Everyone will experience dandruff at some point in their life if they have dread locks or not but when it occurs to people with locks, flakes can sometimes get caught in your dreads and are often more visible than within un-dreaded hair. They will however come out when you next wash your dreads but giving them a good shake every now and then can also help remove these unwanted flakes.    

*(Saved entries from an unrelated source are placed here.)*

PR #3193, opened 2026-09-02
🚨 [CSS Modules] Migrate IconButton to CSS Modules

jandrade:
Migrate `IconButton` and the shared `IconButtonUnstyled` reset from Aphrodite to
CSS Modules. No public API change — same props, DOM structure and `style` overrides.

**PR 1 of 4 in the WB-2329 stack** (`IconButton` → `ConversationIconButton` →
`ActivityIconButton` → `NodeIconButton`). It carries the shared reset and the
package.json CSS-delivery wiring the other three build on, so it lands first.

- Follows the component-token surface `Button` settled on: variant classes only
  assign `--wb-c-icon-button--*`, base/state rules only read them. The
  `kind × actionType` colour matrix is nine compound rules; `_generateStyles` is gone.
- State rules qualify the kind with `:where(…)` so specificity is flat and source
  order decides: hover → active → focus → disabled.
- Icon size now comes from `--wb-c-icon-button--icon-size` instead of an inline
  theme read.
- The reset moves to `icon-button-unstyled.module.css`, emitted into the nested
  `shared.reset` layer so component styles outrank it regardless of bundle order.

Two parity notes: hover is intentionally **not** gated behind `@media (hover: hover)`
(IconButton's Aphrodite wasn't either — the divergence from `Button` is pre-existing);
and a disabled button that is both focused and hovered now keeps its focus ring,
matching `Button` (68ea60e34) and `ActivityButton` (bfd43dea4).

Issue: WB-2329

## Test plan:

- `pnpm jest` (repo-wide), `pnpm typecheck`, eslint, stylelint, prettier — clean
- Rollup emits the rules into `dist/index.css` with `@apply --wb-focus-visible`
  expanded and the reset nested in `@layer shared { @layer reset }`
- Manual, in default/thunderblocks/syl-dark: spot-check `kind` × `actionType` ×
  `size` and hover/active/focus-visible/disabled; check the focus ring while also
  hovering and while pressed; confirm **rest-state borders** for every `kind` (the
  nested-layer ordering isn't verifiable in CI) and correct icon size per `size`
  (`PhosphorIcon` ships competing rules in the same layer)

## Review plan:

1. 🚨 [`icon-button.module.css`](https://github.com/Khan/wonder-blocks/pull/3193#discussion_r3915197581)
2. 🚨 [`package.json`](https://github.com/Khan/wonder-blocks/pull/3193#discussion_r3915202506)
3. ⚠️ [`icon-button-unstyled.module.css`](https://github.com/Khan/wonder-blocks/pull/3193#discussion_r3915197905)
4. ⚠️ [`icon-button.tsx`](https://github.com/Khan/wonder-blocks/pull/3193#discussion_r3915198061)
5. ⚠️ [`icon-button-unstyled.tsx`](https://github.com/Khan/wonder-blocks/pull/3193#discussion_r3915202720)


packages/wonder-blocks-icon-button/src/components/icon-button.module.css
```diff
@@ -0,0 +1,424 @@
+/**
```
jandrade, line 1: 🚨 **High risk.** This replaces the entire `kind × actionType × size` variant matrix — 36 cells that Aphrodite previously generated and cached per-variant — with hand-written CSS. Nothing in CI checks that the cascade resolves the way it did before, so this file is where a visual regression would hide.

Three things worth your attention:

- **Specificity flattening.** Every state rule qualifies the kind with `:where(…)`, which contributes no specificity. That's deliberate: it puts all state rules at the same specificity so source order alone decides precedence, declared hover → active → focus → disabled. If any of those `:where(…)` wrappers were dropped, the focus ring would lose to the primary `outline` when a button is both focused and hovered.
- **Hover is _not_ gated behind `@media (hover: hover)`**, unlike `Button`'s. IconButton's Aphrodite only reset the background on non-hover devices, and I preserved that exactly. The inconsistency with `Button` is pre-existing — I'm flagging it rather than silently widening the reset, but it's worth reconciling separately.
- **`.button .icon` is compound on purpose.** `PhosphorIcon` ships single-class `.small` / `.medium` rules in the same `@layer shared`. Aphrodite's `!important` used to win that contest for us; the compound selector makes it a specificity question instead of a bundle-order one.

packages/wonder-blocks-icon-button/src/components/icon-button-unstyled.module.css
```diff
@@ -0,0 +1,34 @@
+/**
```
jandrade, line 1: ⚠️ **Medium risk, and the one thing I could not verify outside a browser.** The reset moves into the nested layer `shared.reset` — the build wraps the file in `@layer shared`, and the file's own `@layer reset` becomes the sub-layer. Component styles sit directly in `shared`, and rules directly in a layer outrank that layer's named sub-layers (CSS Cascade 5). If that's wrong, secondary/tertiary rest-state borders would disappear, which is why step 5 of the test plan calls it out specifically.

Note the property set intentionally differs from `button-unstyled.module.css`: this one has `background: none` and lacks `user-select` / the `-webkit-tap-highlight-color` rule. Those differences are pre-existing in the Aphrodite version and preserved rather than harmonised.

packages/wonder-blocks-icon-button/src/components/icon-button.tsx
```diff
@@ -1,22 +1,15 @@
 import * as React from "react";
```
jandrade, line 1: ⚠️ **Medium risk.** `_generateStyles` and its per-variant `StyleSheet.create` cache are gone; variant selection is now four class-name strings composed through the `style` prop (`processStyleList` routes them to `className`).

Two behavioural notes:

- `IconChooser` no longer reads the theme object at all — icon sizing moved to the `--wb-c-icon-button--icon-size` custom property assigned by the size class. The `PhosphorIcon size="small"` vs `size="medium"` switch is unchanged.
- `pressed` is now guarded with `!disabled`. Previously `pressed` came after `disabled` in the Aphrodite array and would have won; in CSS `[aria-disabled="true"]` outranks `.pressed` on specificity. The state is unreachable in practice (`IconButtonUnstyled` only fires `onPress` when not disabled), so this just makes the JS agree with the CSS.

packages/wonder-blocks-icon-button/package.json
```diff
@@ -19,12 +19,16 @@
   "main": "dist/index.js",
   "module": "dist/es/index.js",
   "types": "dist/index.d.ts",
+  "sideEffects": [
```
jandrade, line 22: 🚨 **High risk — consumer-facing.** Adds `sideEffects: ["**/*.css"]` and a `./css` export subpath, so the package now ships `dist/index.css` and imports it as a side-effect of the JS entry. This mirrors what `wonder-blocks-button` did in #3164.

Standard webpack / Vite / Next.js setups pick this up with no changes, but **SSR consumers that can't process CSS imports may need a CSS loader or a mock**. That risk is the same one #3164 took, so the blast radius is partly established — but this is the second package to do it, and the first one that search-field, dropdown and modal all depend on.

packages/wonder-blocks-icon-button/src/components/icon-button-unstyled.tsx
```diff
@@ -6,8 +6,8 @@ import {Link, useInRouterContext} from "react-router-dom-v5-compat";
 
 import {addStyle, keys} from "@khanacademy/wonder-blocks-core";
 import {isClientSideUrl} from "@khanacademy/wonder-blocks-clickable";
-import {StyleSheet} from "aphrodite";
 import type {IconButtonProps, IconButtonRef} from "../util/icon-button.types";
+import styles from "./icon-button-unstyled.module.css";
```
jandrade, line 10: ⚠️ **Medium risk — this file is shared by all four components in the package.** The only change is swapping the Aphrodite `styles.shared` for the CSS Module's `styles.reset`.

Worth noting for the stack: through PRs 2–4 the other three components are still Aphrodite (unlayered) while this reset is layered, so they keep overriding it exactly as before. No intermediate state in the stack is broken.

packages/wonder-blocks-icon-button/src/components/icon-button.module.css
```diff
@@ -0,0 +1,423 @@
...
+ * IconButton styles
+ *
+ * Component-token surface
```
marcysutton: Will these comments get trimmed/stripped out in the distributed CSS? I'm wondering if this as a convention will inflate our file sizes.

marcysutton:
@claude review once

packages/wonder-blocks-icon-button/src/components/icon-button.module.css
```diff
@@ -0,0 +1,423 @@
...
+ *   --wb-c-icon-button--border-default
+ *   --wb-c-icon-button--bg-hover
+ *   --wb-c-icon-button--fg-hover
+ *   --wb-c-icon-button--border-hover
+ *   --wb-c-icon-button--bg-press
+ *   --wb-c-icon-button--fg-press
+ *   --wb-c-icon-button--border-press
+ *   --wb-c-icon-button--bg-disabled        disabled colours          (kind)
+ *   --wb-c-icon-button--fg-disabled
+ *   --wb-c-icon-button--border-disabled
```
beaesguerra, line 26: This had me thinking if we could centralize how the component css variables are defined so we don't need to maintain a list of the variables in the comment. Started a thread around this to discuss this more with the wb team! (not blocking)

packages/wonder-blocks-icon-button/src/components/icon-button.tsx
```diff
@@ -29,18 +22,16 @@ function IconChooser({
...
-    // We set the icon size based on the theme object. This is necessary
-    // because the icon size could change based on the theme.
-    const iconStyle = {
-        width: theme.icon.sizing[size],
-        height: theme.icon.sizing[size],
-    };
+    // The icon's box is sized by the `--wb-c-icon-button--icon-size` component
+    // token, which the `size` class on the root element assigns. This keeps the
+    // icon size theme-driven without the component having to read the theme
+    // object in JS.
```
beaesguerra, line 28: nit: Can this comment be removed since there's no longer code here related to the icon sizing?

beaesguerra (approved):
Looks good to me! Left some minor, non-blocking comments!

PR #3194, opened 2026-09-02
🚨 [CSS Modules] Migrate ConversationIconButton to CSS Modules

jandrade:
Migrate `ConversationIconButton` from Aphrodite to CSS Modules. No public API
change — same props, DOM structure and `style` overrides.

**PR 2 of 4 in the WB-2329 stack**, based on `WB-2329.1` (`IconButton`) — review
that one first, it carries the shared `IconButtonUnstyled` reset and the
package.json CSS-delivery wiring.

- Same component-token surface as the rest of the wave: variant classes only
  assign `--wb-c-conversation-icon-button--*`, base/state rules only read them.
  The `kind × actionType` colour matrix is six compound rules.
- Border widths and radius don't vary by `kind` here (the old `theme` object
  spelled out all three kinds identically), so they're assigned once on `.button`.
  Its unused `root.sizing` entry is dropped.
- State rules are all (0,2,0), so source order decides: hover → active → focus →
  disabled. The press rule keeps the Aphrodite `calc(padding - 1px)` compensation
  that holds the outer size stable against the thicker press border.
- One intentional change, matching the rest of the family: a disabled button that
  is both focused and hovered now keeps its full focus ring (previously the
  disabled `:hover` reset stripped the outline — an Aphrodite rule-ordering artifact).

Issue: WB-2329

## Test plan:

- `pnpm jest packages/wonder-blocks-icon-button`, `pnpm typecheck`, eslint,
  stylelint, prettier — clean
- Rollup emits the 20 `wb-conversation-icon-button-*` selectors into
  `dist/index.css` with `@apply --wb-focus-visible` expanded, inside `@layer shared`
- Manual, in default/thunderblocks/syl-dark: spot-check `kind` × `actionType` and
  hover/active/focus-visible/disabled; **confirm the outer size doesn't shift when
  pressed** (2px press vs 1px rest border — a wrong sign is a subtle 2px jitter);
  check the disabled focus ring; confirm a custom (non-Phosphor) `icon` still
  renders at 1.6rem, since `.button .icon` now has to outrank `PhosphorIcon`'s
  own rules in the same layer

## Review plan:

1. 🚨 [`conversation-icon-button.module.css`](https://github.com/Khan/wonder-blocks/pull/3194#discussion_r3915198349)
2. ⚠️ [`conversation-icon-button.tsx`](https://github.com/Khan/wonder-blocks/pull/3194#discussion_r3915198518)


packages/wonder-blocks-icon-button/src/components/conversation-icon-button.module.css
```diff
@@ -0,0 +1,286 @@
+/**
```
jandrade, line 1: 🚨 **High risk.** Replaces the `kind × actionType` variant matrix and its per-variant `StyleSheet.create` cache with hand-written CSS. Not covered by CI.

Three things worth your attention:

- **Border widths and radius are assigned once on `.button`, not per kind.** The hand-written Aphrodite `theme` object spelled out all three kinds with identical values, so per-kind classes would have been three copies of the same thing. If a future design does make these kind-dependent, they'd move onto the kind classes.
- **The press rule keeps the `calc(padding - 1px)` compensation.** The press border is 2px against a 1px rest border; without the padding adjustment the circle grows by 2px on every press. This is the subtlest thing in the file and a wrong sign here reads as jitter rather than breakage.
- **`root.sizing` is dropped, not ported.** The Aphrodite `theme` object declared `root.sizing.default = size_360`, but no rule ever read it. Please sanity-check that — if the button is _supposed_ to have a fixed 3.6rem target area, then the bug is that it never did, and that's a separate fix.

packages/wonder-blocks-icon-button/src/components/conversation-icon-button.tsx
```diff
@@ -1,18 +1,15 @@
 import * as React from "react";
```
jandrade, line 1: ⚠️ **Medium risk.** Same shape as the `IconButton` change in PR 1: `_generateStyles` out, class-name strings through the `style` prop in.

The custom-icon branch now gets `styles.icon` (a `.button .icon` rule) instead of the Aphrodite `staticStyles.icon`. The compound selector is deliberate — it has to outrank `PhosphorIcon`'s single-class rules in the same `@layer shared`, which Aphrodite's `!important` used to handle.

jandrade:
@claude review once

packages/wonder-blocks-icon-button/src/components/conversation-icon-button.tsx
```diff
@@ -65,12 +62,20 @@ export const ConversationIconButton: React.ForwardRefExoticComponent<
...
-    const buttonStyles = _generateStyles(actionType, !!disabled, kind);
-
-    const styles = [
-        buttonStyles.default,
-        disabled && buttonStyles.disabled,
-        pressed && buttonStyles.pressed,
+    // One class per variant axis. Each of these only assigns the
+    // `--wb-c-conversation-icon-button--*` component tokens that its axis owns;
+    // `styles.button` and the state rules in the module read those tokens.
+    // `disabled` is selected in CSS via the `[aria-disabled="true"]` attribute
```
beaesguerra, line 68: One thing to consider now that we apply disabled styles using `[aria-disabled="true"]` is that the disabled styles will have higher specificity now compared to before. I think this should be okay since this would mean the disabled styles would override any custom styles with the default specificity. Worth mentioning though!

packages/wonder-blocks-icon-button/src/components/conversation-icon-button.tsx
```diff
@@ -85,156 +90,16 @@ export const ConversationIconButton: React.ForwardRefExoticComponent<
...
-        },
-        disabled: {
-            cursor: "not-allowed",
-            ...disabledStatesStyles,
-            // NOTE: Even that browsers recommend to specify pseudo-classes in
-            // this order: link, visited, focus, hover, active, we need to
-            // specify focus after hover to override hover styles. By doing this
-            // we are able to reset the border/outline styles to the default
-            // ones (rest state).
-            // For order reference: https://css-tricks.com/snippets/css/link-pseudo-classes-in-order/
```
beaesguerra, line 223: I assume it's okay that we lose this context, since the previous ordering (hover, active, focus-visible) didn't match this comment! 

I see we persist this order with the same hover, active, focus-visible order in the css module file 👍

packages/wonder-blocks-icon-button/src/components/conversation-icon-button.tsx
```diff
@@ -85,156 +90,16 @@ export const ConversationIconButton: React.ForwardRefExoticComponent<
...
-                border: `${borderWidthKind.hover} solid ${themeVariant.hover.border}`,
-            },
-            // Allow hover styles on non-touch devices only. This prevents an
-            // issue with hover being sticky on touch devices (e.g. mobile).
-            ["@media not (hover: hover)"]: {
-                ":hover": {
-                    // reset hover styles on non-touch devices
-                    backgroundColor: "transparent",
-                },
-            },
```
beaesguerra: This doesn't seem to be in the new css file, is that expected?

packages/wonder-blocks-icon-button/src/components/conversation-icon-button.module.css
```diff
@@ -0,0 +1,286 @@
...
+
+    /* Layout */
+    border-radius: var(--wb-border-radius-radius_full);
+    padding: var(--wb-c-conversation-icon-button--padding);
+    place-self: center;
+
+    /* Theming, driven by the colour tokens set by the variant classes. */
+    border-style: solid;
+    border-width: var(--wb-c-conversation-icon-button--border-width-rest);
+    border-color: var(--wb-c-conversation-icon-button--border-rest);
```
beaesguerra, line 84: What do you think about including "border-color" in the variable name for clarity?


```suggestion
    border-color: var(--wb-c-conversation-icon-button--border-color-rest);
```

packages/wonder-blocks-icon-button/src/components/conversation-icon-button.module.css
```diff
@@ -0,0 +1,286 @@
...
+    background: var(--wb-c-conversation-icon-button--bg-rest);
```
beaesguerra, line 85: question: In component token variables, do we want to follow the naming convention of `bg` and `fg` instead of `background` and `foreground`? 

I'm wondering how we decide which term, since we spell it out for semantic color token names and in the [component token structure format](https://khanacademy.atlassian.net/wiki/x/FwB47)!

packages/wonder-blocks-icon-button/src/components/conversation-icon-button.module.css
```diff
@@ -0,0 +1,286 @@
...
+    --wb-c-conversation-icon-button--border-press: var(--wb-semanticColor-action-tertiary-neutral-press-border);
+}
+
+/**
+ * Hover. The hover border width matches the rest width, so the padding is
+ * unchanged and the box doesn't shift.
+ */
+.button:hover {
+    background: var(--wb-c-conversation-icon-button--bg-hover);
+    border-width: var(--wb-c-conversation-icon-button--border-width-rest);
```
beaesguerra, line 192: This uses the border width rest token, but I think that's because there's no border width hover token! Is this expected? Thought I'd check!

packages/wonder-blocks-icon-button/src/components/conversation-icon-button.module.css
```diff
@@ -0,0 +1,286 @@
...
+ * `PhosphorIcon` at `size="small"`, which sizes itself.
+ *
+ * Qualified with `.button` on purpose: `PhosphorIcon` ships single-class rules
+ * in the same `@layer shared`, so at equal specificity the winner would come
+ * down to which package's stylesheet happens to load first. The compound
+ * selector makes the outcome depend on specificity instead.
+ */
+.button .icon {
+    inline-size: var(--wb-sizing-size_160);
+    block-size: var(--wb-sizing-size_160);
```
beaesguerra, line 285: In the [IconButton PR](https://github.com/Khan/wonder-blocks/pull/3193/changes#diff-4f2b85caf355f0e6833be5815f04db067a308f7a3a26b8dc227ae4d311cdf588R70-R71), we have a css variable for the button sizing. For my own understanding, do we only create css variables for things if the value is expected to change? I'm wondering if there are any benefits to creating component tokens for cases where they don't. Only thing I can think of right now is for design parity if there is an equivalent component token for it in Figma! Though we also want to be mindful of the amount of css variables we add! 

Let me know what you think, as I'm still wrapping my head around these new changes! 😄

beaesguerra (commented):
Overall looks great! Had some questions for you I wanted to get your thoughts on, mostly around naming conventions!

Putting up with Dread lock Misconceptions

Many people with dreadlock often experience people asking ignorant and stupid questions about their locks. This is due to many misconceptions of dreadlocks still circulating round the ‘modern world’ combined with the fact that dreadlocks is still not considered popular culture. Just like growing dread locks you just have to remain calm and answer these questions as politely as possible.   

When They Are New

The first few months are definitely the toughest period of growing dread locks. Your scalp takes time to adjust to the often sudden change and can sometimes result in phases of slight itching. Some people do not experience this like others but if this does occur, you just have to try to avoid itching your head and to just let it pass. Your scalp will eventually get used to the change and any itching or irritation will stop. That is if you are maintaining your dreadlocks correctly off course. Finally dread locks in their early stage will appear quite messy no matter how much maintenance you give them but with this the key to always time. The more time passes the better your dreads will look and after the first few months have passed you will start to see them improve every week.

In my opinion the positives far outweigh all the dread lock disadvantages but it is important nevertheless to consider both the pros and cons before committing to growing dread locks.